Data excerpts
________________
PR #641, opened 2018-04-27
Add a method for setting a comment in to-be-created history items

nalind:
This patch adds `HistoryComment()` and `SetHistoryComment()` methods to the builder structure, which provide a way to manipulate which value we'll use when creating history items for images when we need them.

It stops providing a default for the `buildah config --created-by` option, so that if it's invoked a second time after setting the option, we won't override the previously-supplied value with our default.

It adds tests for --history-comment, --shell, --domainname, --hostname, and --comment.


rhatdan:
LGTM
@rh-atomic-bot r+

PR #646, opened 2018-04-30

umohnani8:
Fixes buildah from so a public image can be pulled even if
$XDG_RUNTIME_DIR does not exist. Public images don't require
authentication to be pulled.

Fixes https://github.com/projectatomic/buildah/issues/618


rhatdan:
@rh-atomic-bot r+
________________
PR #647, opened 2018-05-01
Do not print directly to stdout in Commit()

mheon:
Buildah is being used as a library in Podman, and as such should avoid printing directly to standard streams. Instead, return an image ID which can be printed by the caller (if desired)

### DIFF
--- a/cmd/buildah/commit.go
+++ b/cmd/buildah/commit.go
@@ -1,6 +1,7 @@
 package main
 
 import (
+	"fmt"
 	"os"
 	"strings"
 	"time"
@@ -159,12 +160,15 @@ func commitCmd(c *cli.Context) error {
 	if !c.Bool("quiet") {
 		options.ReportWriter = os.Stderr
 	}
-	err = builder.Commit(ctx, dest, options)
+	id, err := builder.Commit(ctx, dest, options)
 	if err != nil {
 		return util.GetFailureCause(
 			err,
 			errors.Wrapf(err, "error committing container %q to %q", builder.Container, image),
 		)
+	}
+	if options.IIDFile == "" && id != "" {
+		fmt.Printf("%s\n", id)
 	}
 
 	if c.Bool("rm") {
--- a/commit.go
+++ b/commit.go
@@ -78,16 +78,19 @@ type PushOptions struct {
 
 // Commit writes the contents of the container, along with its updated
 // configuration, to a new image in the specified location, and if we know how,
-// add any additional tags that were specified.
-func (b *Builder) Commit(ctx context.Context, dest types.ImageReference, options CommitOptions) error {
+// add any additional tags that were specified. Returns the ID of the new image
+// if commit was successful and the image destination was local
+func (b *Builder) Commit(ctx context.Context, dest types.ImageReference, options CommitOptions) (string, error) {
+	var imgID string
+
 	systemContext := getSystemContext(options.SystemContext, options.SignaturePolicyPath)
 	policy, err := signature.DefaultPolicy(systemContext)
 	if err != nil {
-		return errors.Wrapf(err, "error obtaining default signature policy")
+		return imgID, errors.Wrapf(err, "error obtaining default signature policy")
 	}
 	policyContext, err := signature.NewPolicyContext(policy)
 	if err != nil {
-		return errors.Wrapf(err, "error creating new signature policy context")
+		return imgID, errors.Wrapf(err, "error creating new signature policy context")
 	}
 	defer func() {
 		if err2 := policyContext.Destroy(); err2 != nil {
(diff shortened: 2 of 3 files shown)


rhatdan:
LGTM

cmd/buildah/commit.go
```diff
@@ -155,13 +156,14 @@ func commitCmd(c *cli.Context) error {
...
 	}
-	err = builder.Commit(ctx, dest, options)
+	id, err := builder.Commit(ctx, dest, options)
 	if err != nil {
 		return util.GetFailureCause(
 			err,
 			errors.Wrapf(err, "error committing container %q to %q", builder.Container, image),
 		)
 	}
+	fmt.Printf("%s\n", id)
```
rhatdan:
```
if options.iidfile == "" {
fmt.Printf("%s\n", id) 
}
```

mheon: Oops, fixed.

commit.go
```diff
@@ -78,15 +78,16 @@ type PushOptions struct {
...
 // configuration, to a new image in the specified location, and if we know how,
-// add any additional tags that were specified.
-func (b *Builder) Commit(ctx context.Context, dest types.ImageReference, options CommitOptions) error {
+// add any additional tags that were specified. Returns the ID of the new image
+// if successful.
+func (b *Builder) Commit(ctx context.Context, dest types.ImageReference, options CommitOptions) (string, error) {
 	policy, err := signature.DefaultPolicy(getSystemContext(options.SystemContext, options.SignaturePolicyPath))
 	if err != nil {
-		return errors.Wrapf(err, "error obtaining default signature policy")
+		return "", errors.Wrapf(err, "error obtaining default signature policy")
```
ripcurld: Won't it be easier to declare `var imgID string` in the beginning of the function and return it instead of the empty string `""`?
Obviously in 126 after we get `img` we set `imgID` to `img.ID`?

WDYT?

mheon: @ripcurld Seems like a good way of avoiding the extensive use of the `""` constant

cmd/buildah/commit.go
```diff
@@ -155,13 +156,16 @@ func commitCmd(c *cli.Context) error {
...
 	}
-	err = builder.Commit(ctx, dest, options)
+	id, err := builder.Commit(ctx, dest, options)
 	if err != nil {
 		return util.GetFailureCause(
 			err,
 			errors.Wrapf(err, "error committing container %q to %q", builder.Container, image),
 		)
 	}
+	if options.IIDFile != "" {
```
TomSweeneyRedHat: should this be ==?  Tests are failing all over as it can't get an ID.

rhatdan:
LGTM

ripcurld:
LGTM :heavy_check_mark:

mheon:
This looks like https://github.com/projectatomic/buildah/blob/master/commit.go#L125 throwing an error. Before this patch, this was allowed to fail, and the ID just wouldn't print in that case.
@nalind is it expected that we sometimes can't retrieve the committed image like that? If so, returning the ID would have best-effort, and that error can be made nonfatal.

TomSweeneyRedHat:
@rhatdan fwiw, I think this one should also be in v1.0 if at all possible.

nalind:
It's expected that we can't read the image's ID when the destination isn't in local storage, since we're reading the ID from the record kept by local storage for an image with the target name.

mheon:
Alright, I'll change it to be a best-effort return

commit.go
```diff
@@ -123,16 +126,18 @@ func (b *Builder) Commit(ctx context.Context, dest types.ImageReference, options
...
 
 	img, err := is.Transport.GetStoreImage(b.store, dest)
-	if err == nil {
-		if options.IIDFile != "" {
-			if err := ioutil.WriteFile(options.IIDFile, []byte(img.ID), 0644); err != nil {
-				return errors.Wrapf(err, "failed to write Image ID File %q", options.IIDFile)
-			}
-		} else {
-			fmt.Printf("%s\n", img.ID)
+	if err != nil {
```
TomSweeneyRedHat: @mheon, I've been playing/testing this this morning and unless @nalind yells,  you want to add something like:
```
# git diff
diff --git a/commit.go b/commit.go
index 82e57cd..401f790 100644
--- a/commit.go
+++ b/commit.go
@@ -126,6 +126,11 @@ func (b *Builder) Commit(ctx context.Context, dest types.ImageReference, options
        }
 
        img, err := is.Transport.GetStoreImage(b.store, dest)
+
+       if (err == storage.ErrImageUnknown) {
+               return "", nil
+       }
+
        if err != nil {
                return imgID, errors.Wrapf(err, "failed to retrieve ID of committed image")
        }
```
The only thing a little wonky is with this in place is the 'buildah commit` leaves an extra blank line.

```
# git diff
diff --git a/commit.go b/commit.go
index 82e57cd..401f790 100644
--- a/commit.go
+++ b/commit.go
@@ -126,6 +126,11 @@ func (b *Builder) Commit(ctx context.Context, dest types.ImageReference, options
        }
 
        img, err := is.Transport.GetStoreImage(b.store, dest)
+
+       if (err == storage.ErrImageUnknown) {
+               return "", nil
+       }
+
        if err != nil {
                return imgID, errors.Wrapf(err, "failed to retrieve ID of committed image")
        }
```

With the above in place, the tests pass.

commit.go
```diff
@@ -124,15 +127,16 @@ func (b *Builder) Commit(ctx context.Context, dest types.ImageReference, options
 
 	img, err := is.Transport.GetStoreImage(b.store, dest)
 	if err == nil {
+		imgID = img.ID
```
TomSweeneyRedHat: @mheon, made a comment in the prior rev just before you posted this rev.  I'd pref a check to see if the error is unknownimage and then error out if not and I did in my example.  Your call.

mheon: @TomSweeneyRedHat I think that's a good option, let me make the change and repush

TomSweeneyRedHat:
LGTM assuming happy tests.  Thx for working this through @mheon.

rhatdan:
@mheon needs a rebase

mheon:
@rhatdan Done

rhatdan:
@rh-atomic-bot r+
________________
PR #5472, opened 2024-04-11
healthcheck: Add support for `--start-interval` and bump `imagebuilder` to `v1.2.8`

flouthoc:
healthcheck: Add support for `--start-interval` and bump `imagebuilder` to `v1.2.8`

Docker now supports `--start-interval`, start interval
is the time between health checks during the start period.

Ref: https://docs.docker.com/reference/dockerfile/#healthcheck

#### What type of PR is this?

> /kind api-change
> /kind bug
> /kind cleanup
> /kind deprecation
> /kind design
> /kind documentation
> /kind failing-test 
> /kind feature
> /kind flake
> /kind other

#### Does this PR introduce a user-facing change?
________________
[About this task] All lines in the records above with "that" need to be found and copied.

[Your solution]
It stops providing a default for the `buildah config --created-by` option, so that if it's invoked a second time after setting the option, we won't override the previously-supplied value with our default.
-// add any additional tags that were specified.
+// add any additional tags that were specified. Returns the ID of the new image
-// add any additional tags that were specified.
+// add any additional tags that were specified. Returns the ID of the new image
This looks like https://github.com/projectatomic/buildah/blob/master/commit.go#L125 throwing an error. Before this patch, this was allowed to fail, and the ID just wouldn't print in that case.
@nalind is it expected that we sometimes can't retrieve the committed image like that? If so, returning the ID would have best-effort, and that error can be made nonfatal.
It's expected that we can't read the image's ID when the destination isn't in local storage, since we're reading the ID from the record kept by local storage for an image with the target name.
mheon: @TomSweeneyRedHat I think that's a good option, let me make the change and repush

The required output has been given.